Dix minutes pour convaincre. Samedi, 13 avocats stagiaires monteront à la tribune du Palais de justice lors du concours Michel Nançoz. Une joute oratoire vieille de 43 ans, qui couronnera trois jeunes pousses du Barreau.

Pour Maître Yaël Hayat, qui préside le jury, le rendez-vous dépasse largement le cadre d’une compétition: «C’est toujours un moment assez rare de découvrir ces talents et de célébrer l’éloquence, la parole».

Une respiration qu’elle juge d’autant plus précieuse aujourd’hui. «On vit des temps moroses, des temps de censure. Et là, c’est un instant suspendu où tous les sujets peuvent être déclinés sur tous les tons.»

«Aucune cause n’est indéfendable»

Histoire, mythologie, philosophie ou sujets contemporains: les thèmes proposés aux candidats se veulent volontairement éclectiques. Le principe, lui, reste le même: permettre aux futurs avocats de défendre toutes les causes.

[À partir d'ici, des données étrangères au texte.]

PR #1018, opened 2021-05-13
Use `requests_html` to implement `ComposerPopularityFeature`

### LINKED ISSUE #907: Composer popularity feature always returns 0
**music21 version**

`7.0.1`

**Problem summary**
Composer popularity feature always returns 0.

**Steps to reproduce**
Can also reproduce using the doctest example with Mozart.
```
>>> x = converter.parse('tinynotation: d1')
>>> y = stream.Score([metadata.Metadata(), x])
>>> y.metadata.composer = 'Stevie Wonder'
>>> fe = features.native.ComposerPopularity(y)
>>> fe.extract().vector
[0]
```

Should probably fail more loudly if it's not working.

jacobtylerwalls:
Fixes #907 
This had stopped working because Google's response to the static UserAgent we were giving lacked result counts.

I was looking into this package for another reason today and realized it would solve this problem. It rotates user agents. It's owned by PSF. If you don't want to add it to requirements.txt then we can fiddle with the CI script to still have the test run on CI, or we can just deprecate the feature.

### DIFF
--- a/music21/features/native.py
+++ b/music21/features/native.py
@@ -16,7 +16,6 @@ import re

«Aucune cause n’est indéfendable et on tient à le dire et à le rappeler», souligne Me Yaël Hayat qui rappelle: «ces candidats-là seront les avocats de demain. Et lorsque l’on porte la robe, on doit pouvoir tout défendre.»

Les finalistes disposent évidemment d’une grande liberté de ton. «On aimerait leur permettre de s’affranchir de tout, sauf de la vulgarité», explique la présidente du jury. Ils peuvent ainsi «traiter avec légèreté des sujets graves et l’inverse également».

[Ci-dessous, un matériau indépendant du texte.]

PR #1020, opened 2021-05-13
Remove ComposerPopularity

### LINKED ISSUE #907: Composer popularity feature always returns 0

jacobtylerwalls:
Fixes #907 

Open for suggestions on how best to do this. We shouldn't reuse the id, it seems to me. But we don't want it returned in `allFeaturesAsList()`.

### DIFF
--- a/music21/features/base.py
+++ b/music21/features/base.py
@@ -1160,7 +1160,7 @@ def extractorsById(idOrList, library=('jSymbolic', 'native')):
 
     >>> y = [x.id for x in features.extractorsById('all')]
     >>> y[0:3], y[-3:-1]
-    (['M1', 'M2', 'M3'], ['MD1', 'MC1'])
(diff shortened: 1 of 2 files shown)


mscuthbert (approved):
Thanks!  This was fun while it lasted, but there are better ways of doing this.  It's good that we left it in, because there may in the future be other ways of doing this (wikidata queries, etc.) so happy to take future PRs from anyone to restore it.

Convaincre, émouvoir et séduire

Face aux 13 candidats, un jury particulièrement relevé, avec notamment l’ancien garde des Sceaux Éric Dupond-Moretti, l’avocat Bertrand Périer, le bâtonnier de l’Ordre ainsi que plusieurs anciens bâtonniers.

La forme comptera forcément, reconnaît la présidente du jury, mais elle ne suffira pas. «Il peut y avoir la parole pour la parole. Et puis il peut y avoir aussi la parole qui sert, avec une certaine consistance.» Comment départager les candidats dans ce concours ? Les fondamentaux de Cicéron donnent peut-être un indice: «Une parole qui convainc, une parole qui émeut, une parole qui séduit.»

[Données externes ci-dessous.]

PR #1021, opened 2021-05-14
New colors for documentation background and code highlight

jacobtylerwalls:
Proposing a new color for the documentation background and code highlights. I love green, but this particular green has been there for a while.

Of course, I'm open to suggestions.

Screen Shot 2021-05-14 at 9 38 13 AM
Screen Shot 2021-05-14 at 9 38 35 AM


mscuthbert:
yeah these colors are better.  the whole docs system looks old, but never risen to that level of priority.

Au bout du concours, trois participants seulement seront récompensés. Une distinction que Yaël Hayat souhaite toutefois relativiser: «C’est la récompense d’un instant, mais pas celle d’une vie.»

Le début de belles carrières

Le concours peut néanmoins laisser une trace durable. Plusieurs anciens lauréats du concours genevois ont ensuite occupé des fonctions importantes dans le monde judiciaire. L’actuel président du Tribunal fédéral, le procureur général ou encore le premier procureur Bertossa en sont quelques exemples.

Mais au-delà du palmarès, la présidente du jury se réjouit de la relève et insiste surtout sur l’audace nécessaire pour se présenter. «Le courage, c’est la vertu cardinale de l’avocat.» Me Yaël Hayat ajoute que «ce sont des ténors en herbe qui ont déjà, en tous les cas, ce sens-là du courage».

Le concours Michel Nançoz débutera samedi à 14h00 au Palais de justice. Les portes ouvriront au public dès 13h. L’intégralité de la joute oratoire sera également diffusée en direct sur Léman Bleu dès 14h00.